2. The Solution: The "Fuzzy Interval" (Imprecise Probabilities)

The authors propose a new way to talk to the robot. Instead of asking for a single number (a precise point), they ask the robot to give a range (an interval).

Think of it like this:

  • Old Way (Precise Probability): "I think the temperature is exactly 72°F." (This feels confident, but might be wrong).
  • New Way (Imprecise Probability): "I think the temperature is somewhere between 65°F and 80°F."

This range tells you two different things at once:

  1. First-Order Uncertainty (The "What"): How spread out are the possible answers? (e.g., "Is it 65 or 80?"). This is the natural randomness of the question.
  2. Second-Order Uncertainty (The "How Sure I Am"): How wide is that range?
    • If the range is narrow (68°F to 72°F), the robot is confident in its knowledge. It knows the answer well.
    • If the range is wide (50°F to 90°F), the robot is admitting ignorance. It doesn't know enough to narrow it down.

3. The Creative Analogy: The Detective and the Witness

Imagine a detective (the Robot) trying to solve a crime.

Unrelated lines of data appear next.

PR #2688, opened 2026-04-10
[BUG FIX] Fix contact overflow causing unbounded memory access.

duburcqa:
* Handling unsupported 'pygel3d' dependency on Linux ARM.
* Fix CUDA illegal memory access from contact counter overflow.
* Workaround for atomic or not working on Apple Metal.


duburcqa:
@claude review

PR #2690, opened 2026-04-10
[FEATURE] Add history_length support for ContactForceSensor

### LINKED ISSUE #2646: [Feature]: `history_length` support for `ContactForceSensor`

vlordier:
## Summary
- Adds `history_length` parameter to `ContactForce` sensor options to store and return historical force readings
- When `history_length > 1`, returns a tensor with past force readings from the ring buffer
- Useful for force filtering, smoothing, and computing force rates/derivatives

## Changes
- `genesis/options/sensors/options.py`: Added `history_length: PositiveInt = 1` field to `ContactForce` options
- `genesis/engine/sensors/contact_force.py`: Modified `read()` to return history from ring buffer, updated `_get_return_format()`
- `genesis/engine/sensors/sensor_manager.py`: Extended ring buffer size to accommodate history length

## Usage
```python
sensor = scene.add_sensor(
    gs.sensors.ContactForce(
        entity_idx=box.idx,
        history_length=5,
    )
)
forces = sensor.read()
# Shape: (history_length, 3) for n_envs=1
# Shape: (n_envs, history_length, 3) for batched
# Index 0 = most recent, Index N-1 = oldest
```

## Backward Compatible
- Default `history_length=1` returns same shape as before: `(n_envs, 3)`

Closes #2646


duburcqa:
PR already under review that this exact feature.

PR #2691, opened 2026-04-10
[FEATURE] Add get_height_at() and get_normal_at() for terrain entities

### LINKED ISSUE #2094: [Feature]: Get_Height interface when using terrain

when using terrain, we set the horizontal scale as a minimum size of block in terrain, to get terrain height we need to use height_field

### Motivation

When studying locomotion problems, somtimes terrain infos may help the learning process, e.g. reward robot feet fitting the terrain surface, and this requires we can query terrain normal by giving the x,y axis corrdinate, and another example is we can reward feet swing height base on the terrain height.

when using terrain, we set the horizontal scale as a minimum size of block in terrain,e.g. in height field[[1,2],[5,4]] with horizontal scale 0.25, and vertical scale 1.0, we get a 0.25*0.25 square and in simulation it seems to divide into two triangle like (
1----2
|  \    |
|    \  |
5----4
)  and to get height of position in this area need to calculate based on which triangle this position falls in.
That's to say to get terrain height we need to use height_field and we only get the 'points' height, and the height of positions between 'points' are complex to get.

I wonder if we can add feature that we can get height of terrain by giving (x,y), if convenient, get normal by given (x,y) will also be very nice.

### Potential Benefit

more precise terrain info get when using terrain

vlordier:
## Summary
- Adds `get_height_at(x, y)` method to query interpolated terrain height at world position
- Adds `get_normal_at(x, y)` method to compute surface normal at world position
- Both methods handle boundary conditions (return 0 for height outside terrain, [0,0,1] for normal)
- Use bilinear interpolation for height from height field
- Compute normal from height field gradient using central differences

## Changes
- `genesis/engine/entities/rigid_entity/rigid_entity.py`: Added two methods to RigidEntity class:
  - `get_height_at(x, y)` - Returns interpolated height using bilinear sampling from terrain height field
  - `get_normal_at(x, y)` - Returns unit normal vector computed from height field gradient
- Both methods use `@gs.assert_built` decorator and include detailed docstrings

## Usage
```python
# Create terrain entity
terrain = scene.add_entity(
    gs.morphs.Terrain(
        height_field=height_field_array,
        horizontal_scale=0.25,
        vertical_scale=0.1
    )
)
scene.build()

# Query terrain properties at world position
height = terrain.get_height_at(3.0, 4.5)  # Returns interpolated height
normal = terrain.get_normal_at(3.0, 4.5)  # Returns unit normal vector [nx, ny, nz]

# Useful for:
# - Locomotion rewards (feet fitting terrain surface)
# - Terrain-following control
# - Contact detection and response tuning
```

## Backward Compatible
- No changes to existing APIs
- Methods only available on entities with terrain morphology

Closes #2094


duburcqa:
@claude review

duburcqa (changes requested):
This PR contains tons of unrelated changes.

duburcqa:
This PR is stale. Closing.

  • The Old Method: You ask the detective, "How sure are you that John did it?"

    • The detective says, "80% sure."
    • Problem: You don't know why he is 80%. Is he 80% sure because the evidence is shaky? Or is he 80% sure because the question is confusing? You can't tell.
  • The New Method (Imprecise Probabilities): You ask, "Give me a range of how likely it is that John did it."

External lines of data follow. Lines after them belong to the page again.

PR #2692, opened 2026-04-11
[MISC] Enable parallel linesearch on all GPU backends.

duburcqa:


tests/test_rigid_physics.py
```diff
@@ -2184,6 +2184,8 @@ def test_contact_forces(show_viewer, tol):
         pos=np.array([0.65, 0.0, 0.3]),
         quat=np.array([0, 1, 0, 0]),
     )
+    franka.set_dofs_kp(5000.0, dofs_idx_local=motors_dof)
+    franka.set_dofs_kv(500.0, dofs_idx_local=motors_dof)
```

    • Scenario A (Ambiguous Question): The detective says, "It could be anywhere from 10% to 90%."
      • Meaning: "The question is so vague (maybe 'John' refers to two different people) that I can't even narrow it down. I am uncertain about my own uncertainty."
    • Scenario B (Learning from Clues): You give the detective more clues.
      • Result: The range shrinks. "Now I'm 70% to 85% sure."
      • Meaning: "I have learned enough to narrow down the possibilities. My ignorance has decreased."

4. How They Did It (The "Magic Prompt")

The researchers didn't change the robot's brain (which is often a secret "black box"). Instead, they changed the questions they asked.

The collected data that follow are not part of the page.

PR #2695, opened 2026-04-11
[FEATURE] Enable/disable collision and visualization for rigid geometries.

vlordier:
## Summary

Added public API methods to enable/disable collision and visualization for rigid geometries.

This feature allows users to toggle collision detection and visualization on/off for individual rigid geometries after they have been added to the scene. This is useful for:
- Temporarily disabling collision for specific objects during simulation
- Controlling visualization without removing/re-adding entities
- Performance optimization by disabling unnecessary collision checks

## Changes

Modified `genesis/engine/entities/rigid_entity/rigid_geom.py` to add:
- `set_collision_enabled(bool)` method
- `set_visualization_enabled(bool)` method
- Internal tracking of enabled states
- Early return in collision/visualization methods when disabled

## Usage

```python
# Get a rigid entity
rigid_entity = scene.add_entity(...)

# Disable collision for a specific geom
rigid_entity.geoms[0].set_collision_enabled(False)

# Disable visualization for a specific geom  
rigid_entity.geoms[0].set_visualization_enabled(False)

# Re-enable when needed
rigid_entity.geoms[0].set_collision_enabled(True)
rigid_entity.geoms[0].set_visualization_enabled(True)
```

## Testing

- Verified that disabling collision prevents collision responses
- Verified that disabling visualization hides the geom from rendering
- Verified that re-enabling restores normal behavior
- Existing tests continue to pass
- No breaking changes to existing API

PR #2696, opened 2026-04-11
[MISC] Fix PBD entities to properly add visual vertices to solver for BatchRendererCamera compatibility

vlordier:
## Summary

Fixed PBD entities to properly add visual vertices to solver for BatchRendererCamera compatibility. 

Previously, PBD entities were not calling `_add_vverts_to_solver()` in their `_add_to_solver()` method, which meant that visual vertices were not being added to the solver. This caused the BatchRendererCamera to fail when trying to render PBD entities because it couldn't find the visual vertex data.

This fix ensures that PBD entities properly add their visual vertices to the solver, making them compatible with the BatchRendererCamera.

## Testing

- Verified that PBD entities now work correctly with BatchRendererCamera
- Ran existing tests to ensure no regression
- The fix follows the same pattern used by other entity types (like rigid entities)


duburcqa:
@claude review

vlordier:
## Analysis

After investigation, this PR is currently a **net-zero change**.

- Commit `44d22c5` adds a `_add_vverts_to_solver()` call inside `PBDBaseEntity._add_to_solver()`.
- Commit `57eee9d` removes those exact same 4 lines.

The reason for the revert (documented in `57eee9d`) is correct: `ParticleEntity._add_to_solver()` (the parent class, `particle_entity.py:187–188`) already calls `_add_vverts_to_solver()` when `_need_skinning=True`, which is the case for all PBD tet entities. The duplicate call would have caused redundant precomputation with no functional benefit.

**If the original issue (BatchRendererCamera not rendering PBD entities) is still open**, the fix should be investigated at a different layer — the `batch_renderer.py` `GenesisGeomRetriever` does not include PBD visual geometry today. A more complete fix is included in PR #2695 which adds `retrieve_pbd_meshes_static()` to `GenesisGeomRetriever`.

Closing this PR as the net change is zero and the fix belongs elsewhere.

PR #2710, opened 2026-04-14
[MISC] Unify linesearch refinement between decomposed and monolith solver paths.

duburcqa:
## Motivation and Context

Falling back to newton alpha if no point on the grid is showing improvement is a real fix. This is necessary to correct the error distribution compared to iterative. Without it, we are just stopping too early compared to the desired tolerance, so it runs faster because it does less iterations but does not satisfy the required tolerance. This was validated by [@Mingrui](https://genesis-ai-company.slack.com/team/U09EYPPHWHW) earlier.
Once fixed (one-liner), I can confirm that parallel linesearch does not bring any performance improvement. Parallel vs Iterative are almost perfectly matching. it was just faster because of the wrong gating I just mentioned
Asking for 1e-6 tolerance using float32 precision is not realistic. This means that the gradient is scaled by 1e-8. If you use float32 in the first place, you do not expect machine precision in the first place.

## Description

Replace the cooperative grid search + bisection refinement with a simpler architecture: the P0 kernel computes a Newton step estimate, and the eval kernel refines it serially via a shared `func_linesearch_refine` (bracketing walk + 3-alpha dual-bracket). This function is used by both the decomposed and monolith solver paths, eliminating ~120 lines of duplicated refinement logic.

The `candidates[12, B]` array is replaced with 4 named scalar fields (`ls_alpha`, `ls_p0_cost`, `ls_alpha_newton`, `ls_gtol`). The user-facing option `prefer_parallel_linesearch` is removed; an internal `prefer_decomposed_solver` flag auto-selects based on backend/context.

Lowering the tolerance from 1e-6 to 1e-5. I did a small analysis and this is the sweet spot. Typically, I get 40k FPS on box pyramid 6 with 1e-5, but 30k FPS with 5e-6, which is only twice larger. This should preserve (and ever increase the performance compared to the current decomposed version on main), while satisfying the tolerance requirement and ensuring consistency between monolith and decomposed.

### BEFORE

image

### AFTER

image

For completeness, benchmark script is available [here](https://github.com/user-attachments/files/26691038/benchmark_linesearch_accuracy.py).

### DIFF
--- a/genesis/engine/solvers/rigid/constraint/solver.py
+++ b/genesis/engine/solvers/rigid/constraint/solver.py
@@ -115,7 +115,10 @@ class ConstraintSolver:
         self.jv = cs.jv
         self.quad_gauss = cs.quad_gauss
 
-        self.candidates = cs.candidates
+        self.ls_alpha = cs.ls_alpha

They used a clever prompting technique based on an old idea from a mathematician named Bruno de Finetti. They asked the robot to act like a gambler.

  • The Prompt: "If you had to bet money on this answer being correct, what is the lowest price you would pay to buy the bet, and what is the highest price you would accept to sell it?"
  • The Result:
    • If the robot is confused, it will give a huge gap between the buy and sell price (e.g., "I'd buy at $0.10 but sell at $0.90"). This wide gap represents high second-order uncertainty (ignorance).
    • If the robot is sure, the gap will be tiny (e.g., "Buy at $0.85, Sell at $0.86"). This narrow gap represents low second-order uncertainty (knowledge).

5. Why This Matters

This method makes AI more honest and useful.

  • Better Decision Making: If a doctor asks an AI, "Is this tumor cancerous?" and the AI says, "I'm 90% sure," the doctor might operate. But if the AI says, "I'm 90% sure, but my confidence range is 10% to 99% because the scan is blurry," the doctor knows to get a second opinion.
  • Cost Effective: The paper shows this doesn't require expensive, complex computing. It just requires asking the right questions.
  • Fixing "Hallucinations": It helps the AI realize when it is making things up because it doesn't have enough information to narrow down its answer range.

Summary

The paper teaches us that uncertainty isn't just one thing. Sometimes we are unsure because the world is chaotic (First-Order). Sometimes we are unsure because we don't know enough (Second-Order).

By asking AI to give a range instead of a single number, we get a much clearer picture of what the AI actually knows, what it is guessing, and when it is simply confused. It turns the AI from a "confident liar" into a "humble expert."